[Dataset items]
********************
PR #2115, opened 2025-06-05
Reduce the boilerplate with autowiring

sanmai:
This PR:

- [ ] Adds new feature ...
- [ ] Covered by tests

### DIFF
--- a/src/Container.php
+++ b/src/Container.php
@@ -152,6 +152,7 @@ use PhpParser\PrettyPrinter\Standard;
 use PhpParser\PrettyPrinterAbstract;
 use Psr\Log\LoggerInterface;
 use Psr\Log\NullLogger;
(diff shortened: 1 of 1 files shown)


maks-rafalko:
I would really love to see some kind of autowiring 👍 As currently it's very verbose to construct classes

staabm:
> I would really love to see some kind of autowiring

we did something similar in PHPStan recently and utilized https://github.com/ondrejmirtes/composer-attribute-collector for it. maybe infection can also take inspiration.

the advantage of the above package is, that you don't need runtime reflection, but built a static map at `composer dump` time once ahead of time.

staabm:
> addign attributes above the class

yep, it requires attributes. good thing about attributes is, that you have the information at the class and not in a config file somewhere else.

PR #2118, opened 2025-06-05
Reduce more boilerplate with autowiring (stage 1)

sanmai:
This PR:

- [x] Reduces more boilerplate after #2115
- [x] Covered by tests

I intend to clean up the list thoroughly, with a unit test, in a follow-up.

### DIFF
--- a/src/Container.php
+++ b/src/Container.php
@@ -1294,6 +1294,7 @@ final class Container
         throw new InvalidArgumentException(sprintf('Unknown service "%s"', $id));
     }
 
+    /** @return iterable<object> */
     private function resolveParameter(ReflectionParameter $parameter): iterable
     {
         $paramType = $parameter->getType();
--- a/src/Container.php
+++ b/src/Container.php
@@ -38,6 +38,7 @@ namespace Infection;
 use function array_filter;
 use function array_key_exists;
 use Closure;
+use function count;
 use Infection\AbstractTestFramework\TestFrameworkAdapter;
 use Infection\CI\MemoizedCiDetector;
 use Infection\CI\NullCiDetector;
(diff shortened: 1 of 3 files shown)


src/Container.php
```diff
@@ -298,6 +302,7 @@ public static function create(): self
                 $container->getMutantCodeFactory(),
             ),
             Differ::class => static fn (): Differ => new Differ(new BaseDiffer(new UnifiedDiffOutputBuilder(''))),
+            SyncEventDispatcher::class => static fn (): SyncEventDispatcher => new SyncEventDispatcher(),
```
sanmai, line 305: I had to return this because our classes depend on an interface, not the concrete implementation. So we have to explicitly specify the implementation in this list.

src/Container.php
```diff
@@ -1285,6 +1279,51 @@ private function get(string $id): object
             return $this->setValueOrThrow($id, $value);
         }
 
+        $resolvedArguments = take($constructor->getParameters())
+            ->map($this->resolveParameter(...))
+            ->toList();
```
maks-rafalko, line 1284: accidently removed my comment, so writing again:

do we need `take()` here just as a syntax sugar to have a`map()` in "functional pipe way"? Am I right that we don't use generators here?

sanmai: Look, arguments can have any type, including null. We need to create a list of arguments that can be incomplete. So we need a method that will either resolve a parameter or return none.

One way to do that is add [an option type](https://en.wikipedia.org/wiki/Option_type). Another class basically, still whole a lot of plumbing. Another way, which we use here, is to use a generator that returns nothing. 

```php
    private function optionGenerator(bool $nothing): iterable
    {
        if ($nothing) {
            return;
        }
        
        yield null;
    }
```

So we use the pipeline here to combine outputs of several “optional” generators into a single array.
********************
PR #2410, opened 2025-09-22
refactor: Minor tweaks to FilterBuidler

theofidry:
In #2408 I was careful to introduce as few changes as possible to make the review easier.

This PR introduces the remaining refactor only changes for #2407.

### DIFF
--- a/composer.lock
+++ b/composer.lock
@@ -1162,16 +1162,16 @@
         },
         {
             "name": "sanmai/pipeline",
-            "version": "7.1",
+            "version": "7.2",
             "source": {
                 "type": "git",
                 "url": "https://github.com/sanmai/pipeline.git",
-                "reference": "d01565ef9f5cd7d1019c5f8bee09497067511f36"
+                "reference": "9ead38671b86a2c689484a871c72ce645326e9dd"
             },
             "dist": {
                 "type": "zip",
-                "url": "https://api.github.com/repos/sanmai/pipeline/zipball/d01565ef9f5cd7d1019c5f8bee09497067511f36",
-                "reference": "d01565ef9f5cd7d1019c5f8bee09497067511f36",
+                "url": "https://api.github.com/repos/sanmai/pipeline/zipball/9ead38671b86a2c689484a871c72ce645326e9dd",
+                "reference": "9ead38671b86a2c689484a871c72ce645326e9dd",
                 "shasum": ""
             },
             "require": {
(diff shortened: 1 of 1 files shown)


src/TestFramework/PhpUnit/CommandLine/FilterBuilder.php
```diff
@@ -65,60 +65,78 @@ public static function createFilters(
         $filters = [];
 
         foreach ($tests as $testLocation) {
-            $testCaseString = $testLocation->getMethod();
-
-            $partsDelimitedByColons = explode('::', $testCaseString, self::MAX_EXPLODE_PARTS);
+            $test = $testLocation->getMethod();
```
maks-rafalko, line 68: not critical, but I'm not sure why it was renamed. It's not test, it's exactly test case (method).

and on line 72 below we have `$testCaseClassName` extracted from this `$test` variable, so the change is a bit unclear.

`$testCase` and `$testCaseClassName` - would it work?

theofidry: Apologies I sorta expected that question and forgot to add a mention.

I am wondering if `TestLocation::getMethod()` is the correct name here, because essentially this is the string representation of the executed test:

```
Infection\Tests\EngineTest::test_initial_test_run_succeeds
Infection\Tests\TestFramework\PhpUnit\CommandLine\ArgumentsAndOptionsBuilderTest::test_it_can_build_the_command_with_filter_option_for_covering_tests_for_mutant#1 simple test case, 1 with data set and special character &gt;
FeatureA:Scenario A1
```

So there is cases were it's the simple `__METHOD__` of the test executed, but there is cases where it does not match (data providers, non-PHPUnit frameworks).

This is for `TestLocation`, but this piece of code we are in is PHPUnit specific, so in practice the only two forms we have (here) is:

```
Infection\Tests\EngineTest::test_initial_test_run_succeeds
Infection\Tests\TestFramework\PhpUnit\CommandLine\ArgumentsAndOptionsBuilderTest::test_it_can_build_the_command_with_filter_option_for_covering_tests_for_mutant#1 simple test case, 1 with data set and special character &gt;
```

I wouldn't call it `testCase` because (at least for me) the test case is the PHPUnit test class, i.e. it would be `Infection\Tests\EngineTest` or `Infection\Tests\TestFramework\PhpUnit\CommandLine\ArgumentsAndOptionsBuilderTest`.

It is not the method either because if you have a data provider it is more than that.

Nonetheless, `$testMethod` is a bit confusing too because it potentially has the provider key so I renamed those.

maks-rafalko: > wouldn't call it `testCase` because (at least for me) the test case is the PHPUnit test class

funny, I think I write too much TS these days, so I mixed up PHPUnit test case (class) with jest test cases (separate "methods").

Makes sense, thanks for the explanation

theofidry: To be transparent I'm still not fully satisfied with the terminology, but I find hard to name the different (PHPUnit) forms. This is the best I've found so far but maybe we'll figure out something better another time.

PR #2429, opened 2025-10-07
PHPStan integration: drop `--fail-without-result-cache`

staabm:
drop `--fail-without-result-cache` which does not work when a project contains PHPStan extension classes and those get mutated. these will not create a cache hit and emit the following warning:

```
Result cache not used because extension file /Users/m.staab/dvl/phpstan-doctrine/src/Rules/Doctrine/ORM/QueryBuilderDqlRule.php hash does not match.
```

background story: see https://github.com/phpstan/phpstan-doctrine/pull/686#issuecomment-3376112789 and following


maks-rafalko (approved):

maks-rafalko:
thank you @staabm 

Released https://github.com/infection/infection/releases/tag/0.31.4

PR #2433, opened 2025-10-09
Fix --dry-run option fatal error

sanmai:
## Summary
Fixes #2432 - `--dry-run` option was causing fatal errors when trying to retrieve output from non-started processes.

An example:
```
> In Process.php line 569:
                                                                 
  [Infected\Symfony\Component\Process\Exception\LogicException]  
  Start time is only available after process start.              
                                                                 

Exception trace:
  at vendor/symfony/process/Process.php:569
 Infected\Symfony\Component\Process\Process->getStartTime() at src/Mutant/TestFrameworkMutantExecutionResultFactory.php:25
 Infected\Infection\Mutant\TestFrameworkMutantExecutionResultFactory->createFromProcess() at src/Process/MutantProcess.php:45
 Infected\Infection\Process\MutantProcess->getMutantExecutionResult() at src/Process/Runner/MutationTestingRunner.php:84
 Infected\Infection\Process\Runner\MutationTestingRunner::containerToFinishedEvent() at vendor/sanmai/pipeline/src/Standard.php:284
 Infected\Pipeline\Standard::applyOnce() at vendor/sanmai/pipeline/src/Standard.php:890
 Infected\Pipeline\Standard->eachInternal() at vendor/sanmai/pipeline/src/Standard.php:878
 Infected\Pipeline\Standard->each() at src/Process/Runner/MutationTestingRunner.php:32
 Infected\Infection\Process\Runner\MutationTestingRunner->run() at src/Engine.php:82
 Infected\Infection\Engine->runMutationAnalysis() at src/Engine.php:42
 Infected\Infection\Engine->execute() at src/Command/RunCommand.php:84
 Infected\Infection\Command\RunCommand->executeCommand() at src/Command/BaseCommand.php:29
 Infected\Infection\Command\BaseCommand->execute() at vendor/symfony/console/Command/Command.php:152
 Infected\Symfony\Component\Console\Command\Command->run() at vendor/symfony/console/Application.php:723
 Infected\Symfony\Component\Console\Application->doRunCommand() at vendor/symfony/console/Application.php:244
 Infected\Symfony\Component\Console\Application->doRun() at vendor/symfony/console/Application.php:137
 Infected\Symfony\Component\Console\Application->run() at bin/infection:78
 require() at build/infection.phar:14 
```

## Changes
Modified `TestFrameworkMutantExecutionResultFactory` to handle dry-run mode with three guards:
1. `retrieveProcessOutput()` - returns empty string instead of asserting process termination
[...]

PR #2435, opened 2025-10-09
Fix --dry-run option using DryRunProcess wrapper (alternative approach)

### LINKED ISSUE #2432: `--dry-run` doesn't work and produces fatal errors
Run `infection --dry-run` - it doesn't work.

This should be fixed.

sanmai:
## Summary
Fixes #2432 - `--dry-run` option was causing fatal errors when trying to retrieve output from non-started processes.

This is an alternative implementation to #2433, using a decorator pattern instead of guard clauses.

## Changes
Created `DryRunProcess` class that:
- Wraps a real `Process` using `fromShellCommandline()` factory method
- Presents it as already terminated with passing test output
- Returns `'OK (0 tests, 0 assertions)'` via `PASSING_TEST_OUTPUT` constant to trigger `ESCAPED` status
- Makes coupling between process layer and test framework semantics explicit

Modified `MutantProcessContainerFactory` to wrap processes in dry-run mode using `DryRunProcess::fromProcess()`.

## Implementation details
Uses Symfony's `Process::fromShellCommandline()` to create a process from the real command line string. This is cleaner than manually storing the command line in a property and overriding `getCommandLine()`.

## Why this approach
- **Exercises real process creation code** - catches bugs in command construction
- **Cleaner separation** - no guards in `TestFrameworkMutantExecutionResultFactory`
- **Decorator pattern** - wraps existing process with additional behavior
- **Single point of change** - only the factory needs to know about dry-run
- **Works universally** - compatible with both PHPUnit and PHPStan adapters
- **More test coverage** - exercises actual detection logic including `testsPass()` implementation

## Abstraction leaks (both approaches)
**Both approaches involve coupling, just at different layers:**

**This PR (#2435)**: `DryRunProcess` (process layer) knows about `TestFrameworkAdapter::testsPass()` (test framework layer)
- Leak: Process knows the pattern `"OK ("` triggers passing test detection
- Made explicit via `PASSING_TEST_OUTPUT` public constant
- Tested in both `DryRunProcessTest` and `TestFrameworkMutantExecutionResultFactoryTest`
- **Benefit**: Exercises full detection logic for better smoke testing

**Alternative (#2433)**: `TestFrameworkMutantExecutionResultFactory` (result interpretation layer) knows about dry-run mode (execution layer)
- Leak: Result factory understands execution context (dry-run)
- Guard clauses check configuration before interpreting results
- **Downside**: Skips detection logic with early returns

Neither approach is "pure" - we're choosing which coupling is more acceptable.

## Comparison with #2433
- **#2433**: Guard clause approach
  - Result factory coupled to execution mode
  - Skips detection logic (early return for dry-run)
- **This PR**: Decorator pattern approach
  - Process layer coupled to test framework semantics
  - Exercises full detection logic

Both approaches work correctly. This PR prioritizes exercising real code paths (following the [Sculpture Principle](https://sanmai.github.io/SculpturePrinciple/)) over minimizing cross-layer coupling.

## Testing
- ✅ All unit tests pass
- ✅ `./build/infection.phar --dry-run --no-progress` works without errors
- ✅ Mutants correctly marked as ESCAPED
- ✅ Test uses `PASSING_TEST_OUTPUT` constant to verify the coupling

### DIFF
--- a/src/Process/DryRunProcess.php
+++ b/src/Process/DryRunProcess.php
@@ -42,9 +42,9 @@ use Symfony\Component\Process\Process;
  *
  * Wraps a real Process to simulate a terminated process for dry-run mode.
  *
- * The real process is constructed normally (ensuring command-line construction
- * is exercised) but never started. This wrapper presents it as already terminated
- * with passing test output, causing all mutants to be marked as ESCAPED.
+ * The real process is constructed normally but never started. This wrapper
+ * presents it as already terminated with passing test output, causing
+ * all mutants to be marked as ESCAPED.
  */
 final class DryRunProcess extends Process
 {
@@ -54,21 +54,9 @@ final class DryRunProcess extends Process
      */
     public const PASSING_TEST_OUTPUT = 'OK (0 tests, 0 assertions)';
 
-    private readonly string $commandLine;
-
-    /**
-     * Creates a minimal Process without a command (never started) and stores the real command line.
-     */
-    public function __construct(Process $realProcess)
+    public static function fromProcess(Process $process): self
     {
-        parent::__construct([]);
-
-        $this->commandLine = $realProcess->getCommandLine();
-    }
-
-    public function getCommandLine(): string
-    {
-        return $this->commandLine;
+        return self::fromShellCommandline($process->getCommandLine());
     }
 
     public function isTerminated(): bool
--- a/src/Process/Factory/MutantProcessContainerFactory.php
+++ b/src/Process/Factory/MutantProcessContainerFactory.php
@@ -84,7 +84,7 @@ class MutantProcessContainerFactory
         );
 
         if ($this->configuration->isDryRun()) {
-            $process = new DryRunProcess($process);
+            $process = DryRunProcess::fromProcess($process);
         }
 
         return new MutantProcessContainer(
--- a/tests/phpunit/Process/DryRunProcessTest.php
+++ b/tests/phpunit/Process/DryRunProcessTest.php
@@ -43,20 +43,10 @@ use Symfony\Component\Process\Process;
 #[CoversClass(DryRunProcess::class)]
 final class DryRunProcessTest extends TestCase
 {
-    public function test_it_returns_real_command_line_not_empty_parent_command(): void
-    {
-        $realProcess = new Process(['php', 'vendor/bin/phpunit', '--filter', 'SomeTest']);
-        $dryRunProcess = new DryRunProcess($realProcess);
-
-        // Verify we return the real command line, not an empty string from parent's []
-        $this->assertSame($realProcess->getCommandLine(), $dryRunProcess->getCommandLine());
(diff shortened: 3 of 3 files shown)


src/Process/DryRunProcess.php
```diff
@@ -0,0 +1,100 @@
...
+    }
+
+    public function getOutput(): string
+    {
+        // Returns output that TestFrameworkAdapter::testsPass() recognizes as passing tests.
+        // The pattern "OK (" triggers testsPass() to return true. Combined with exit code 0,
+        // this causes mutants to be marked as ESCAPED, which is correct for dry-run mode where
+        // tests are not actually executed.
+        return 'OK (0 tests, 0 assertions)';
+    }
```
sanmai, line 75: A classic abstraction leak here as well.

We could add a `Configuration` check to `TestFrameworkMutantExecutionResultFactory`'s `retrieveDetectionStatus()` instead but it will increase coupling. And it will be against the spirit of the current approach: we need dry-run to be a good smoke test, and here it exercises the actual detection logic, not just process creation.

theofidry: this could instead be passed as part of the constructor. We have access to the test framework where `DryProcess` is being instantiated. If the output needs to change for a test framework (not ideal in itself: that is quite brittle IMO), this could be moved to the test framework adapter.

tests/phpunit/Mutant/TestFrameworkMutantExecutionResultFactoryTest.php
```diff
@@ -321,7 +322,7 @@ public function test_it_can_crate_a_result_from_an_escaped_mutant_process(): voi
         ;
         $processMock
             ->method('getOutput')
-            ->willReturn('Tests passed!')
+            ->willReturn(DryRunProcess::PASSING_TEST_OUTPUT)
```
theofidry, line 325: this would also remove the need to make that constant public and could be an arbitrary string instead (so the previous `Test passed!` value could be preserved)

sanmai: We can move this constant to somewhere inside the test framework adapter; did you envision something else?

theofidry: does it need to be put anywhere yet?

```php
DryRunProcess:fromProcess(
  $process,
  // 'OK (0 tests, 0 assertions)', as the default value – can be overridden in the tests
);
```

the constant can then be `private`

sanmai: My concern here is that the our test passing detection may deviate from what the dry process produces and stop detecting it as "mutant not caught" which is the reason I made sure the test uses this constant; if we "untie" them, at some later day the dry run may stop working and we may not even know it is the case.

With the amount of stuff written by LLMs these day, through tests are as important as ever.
********************
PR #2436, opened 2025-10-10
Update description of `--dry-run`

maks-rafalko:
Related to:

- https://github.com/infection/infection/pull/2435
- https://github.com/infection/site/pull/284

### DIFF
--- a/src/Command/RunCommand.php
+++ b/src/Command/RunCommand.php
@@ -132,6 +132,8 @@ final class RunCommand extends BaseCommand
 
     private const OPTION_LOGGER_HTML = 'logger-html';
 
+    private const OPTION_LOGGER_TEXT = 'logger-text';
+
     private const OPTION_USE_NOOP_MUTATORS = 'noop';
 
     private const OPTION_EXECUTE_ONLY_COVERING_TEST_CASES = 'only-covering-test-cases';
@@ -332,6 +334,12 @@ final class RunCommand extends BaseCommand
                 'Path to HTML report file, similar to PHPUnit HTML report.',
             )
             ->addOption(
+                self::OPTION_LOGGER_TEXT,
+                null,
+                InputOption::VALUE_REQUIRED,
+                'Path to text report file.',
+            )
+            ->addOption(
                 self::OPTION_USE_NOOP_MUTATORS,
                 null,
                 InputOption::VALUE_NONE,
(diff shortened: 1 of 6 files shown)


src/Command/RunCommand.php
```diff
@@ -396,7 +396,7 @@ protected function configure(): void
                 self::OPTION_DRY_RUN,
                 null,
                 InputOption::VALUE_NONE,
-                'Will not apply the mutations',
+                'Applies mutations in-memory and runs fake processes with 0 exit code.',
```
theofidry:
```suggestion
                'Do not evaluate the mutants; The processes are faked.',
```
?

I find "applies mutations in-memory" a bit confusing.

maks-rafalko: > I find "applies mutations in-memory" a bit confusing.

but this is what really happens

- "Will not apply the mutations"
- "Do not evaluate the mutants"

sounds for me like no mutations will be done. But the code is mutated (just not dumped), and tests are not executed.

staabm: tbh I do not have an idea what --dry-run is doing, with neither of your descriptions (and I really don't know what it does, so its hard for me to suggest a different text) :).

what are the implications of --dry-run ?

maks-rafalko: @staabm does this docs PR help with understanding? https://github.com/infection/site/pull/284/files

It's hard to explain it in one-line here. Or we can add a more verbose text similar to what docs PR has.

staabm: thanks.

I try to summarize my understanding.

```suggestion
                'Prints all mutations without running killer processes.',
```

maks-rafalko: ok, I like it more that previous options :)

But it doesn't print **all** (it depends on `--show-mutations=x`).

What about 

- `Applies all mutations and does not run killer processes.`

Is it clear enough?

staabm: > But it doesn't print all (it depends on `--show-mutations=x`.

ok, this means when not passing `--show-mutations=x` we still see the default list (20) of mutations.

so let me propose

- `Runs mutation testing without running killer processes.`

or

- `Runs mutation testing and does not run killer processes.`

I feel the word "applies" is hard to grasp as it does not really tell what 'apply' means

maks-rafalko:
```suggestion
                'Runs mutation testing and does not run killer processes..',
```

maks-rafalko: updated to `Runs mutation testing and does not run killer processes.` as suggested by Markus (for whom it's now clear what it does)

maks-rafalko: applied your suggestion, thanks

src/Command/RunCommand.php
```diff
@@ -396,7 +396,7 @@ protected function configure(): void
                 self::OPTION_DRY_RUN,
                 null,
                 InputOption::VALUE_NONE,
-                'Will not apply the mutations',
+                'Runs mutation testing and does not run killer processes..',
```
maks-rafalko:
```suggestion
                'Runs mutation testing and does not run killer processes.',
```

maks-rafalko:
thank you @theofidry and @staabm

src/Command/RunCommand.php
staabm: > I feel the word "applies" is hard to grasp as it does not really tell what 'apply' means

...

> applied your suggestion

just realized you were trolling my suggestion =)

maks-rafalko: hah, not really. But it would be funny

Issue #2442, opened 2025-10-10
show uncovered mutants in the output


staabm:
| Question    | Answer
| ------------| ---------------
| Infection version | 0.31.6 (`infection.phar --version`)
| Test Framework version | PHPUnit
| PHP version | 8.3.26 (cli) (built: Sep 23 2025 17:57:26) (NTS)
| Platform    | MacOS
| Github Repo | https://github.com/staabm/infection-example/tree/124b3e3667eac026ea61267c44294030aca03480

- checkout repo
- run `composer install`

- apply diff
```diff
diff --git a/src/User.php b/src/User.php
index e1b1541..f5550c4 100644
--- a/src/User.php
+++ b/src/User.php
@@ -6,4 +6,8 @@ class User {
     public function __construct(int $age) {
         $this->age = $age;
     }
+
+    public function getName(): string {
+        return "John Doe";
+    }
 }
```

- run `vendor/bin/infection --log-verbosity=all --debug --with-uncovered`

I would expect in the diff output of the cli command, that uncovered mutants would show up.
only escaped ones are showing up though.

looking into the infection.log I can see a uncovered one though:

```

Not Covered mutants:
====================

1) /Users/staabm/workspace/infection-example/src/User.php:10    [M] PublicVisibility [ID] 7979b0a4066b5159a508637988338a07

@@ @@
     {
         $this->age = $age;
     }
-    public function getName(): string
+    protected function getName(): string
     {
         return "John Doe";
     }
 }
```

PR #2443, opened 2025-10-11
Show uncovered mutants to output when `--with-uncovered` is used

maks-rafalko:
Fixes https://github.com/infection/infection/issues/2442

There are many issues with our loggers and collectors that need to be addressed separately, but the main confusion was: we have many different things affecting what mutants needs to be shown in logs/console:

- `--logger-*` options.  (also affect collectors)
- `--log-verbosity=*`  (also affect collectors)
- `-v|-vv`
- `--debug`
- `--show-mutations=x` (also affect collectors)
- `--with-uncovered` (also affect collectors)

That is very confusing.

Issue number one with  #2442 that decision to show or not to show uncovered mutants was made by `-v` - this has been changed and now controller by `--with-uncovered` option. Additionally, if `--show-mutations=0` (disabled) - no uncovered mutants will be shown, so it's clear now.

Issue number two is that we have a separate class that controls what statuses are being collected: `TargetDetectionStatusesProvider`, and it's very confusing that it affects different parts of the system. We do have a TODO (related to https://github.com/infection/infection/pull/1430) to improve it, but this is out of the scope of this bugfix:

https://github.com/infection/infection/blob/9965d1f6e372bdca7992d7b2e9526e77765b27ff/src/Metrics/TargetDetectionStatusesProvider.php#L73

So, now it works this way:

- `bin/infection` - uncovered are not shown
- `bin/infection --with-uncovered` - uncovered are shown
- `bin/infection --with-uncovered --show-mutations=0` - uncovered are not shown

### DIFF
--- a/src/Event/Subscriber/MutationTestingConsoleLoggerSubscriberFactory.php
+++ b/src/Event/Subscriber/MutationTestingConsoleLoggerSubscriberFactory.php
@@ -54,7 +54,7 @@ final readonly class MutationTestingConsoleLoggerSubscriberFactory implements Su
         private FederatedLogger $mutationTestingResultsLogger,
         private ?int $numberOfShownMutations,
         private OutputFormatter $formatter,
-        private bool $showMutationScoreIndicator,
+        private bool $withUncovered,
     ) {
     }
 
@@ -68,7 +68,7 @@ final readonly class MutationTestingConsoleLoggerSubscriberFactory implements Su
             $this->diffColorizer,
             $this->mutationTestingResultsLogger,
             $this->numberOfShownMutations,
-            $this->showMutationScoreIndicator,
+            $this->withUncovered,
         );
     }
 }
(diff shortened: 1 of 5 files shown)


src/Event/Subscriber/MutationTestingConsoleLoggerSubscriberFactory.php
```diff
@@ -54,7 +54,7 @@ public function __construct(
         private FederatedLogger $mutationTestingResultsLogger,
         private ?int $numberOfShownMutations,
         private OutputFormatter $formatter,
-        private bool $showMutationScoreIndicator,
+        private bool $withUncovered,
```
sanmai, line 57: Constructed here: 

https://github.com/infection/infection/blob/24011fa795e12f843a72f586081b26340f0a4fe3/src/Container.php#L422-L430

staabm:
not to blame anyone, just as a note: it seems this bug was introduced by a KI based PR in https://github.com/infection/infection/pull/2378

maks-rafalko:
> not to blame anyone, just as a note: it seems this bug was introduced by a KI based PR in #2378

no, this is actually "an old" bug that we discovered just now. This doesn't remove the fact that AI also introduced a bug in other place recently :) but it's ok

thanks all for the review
********************
Task:
The expected answer is a copy of every line in the entries that holds the word "triggers".

Output:
- Leak: Process knows the pattern `"OK ("` triggers passing test detection
+        // The pattern "OK (" triggers testsPass() to return true. Combined with exit code 0,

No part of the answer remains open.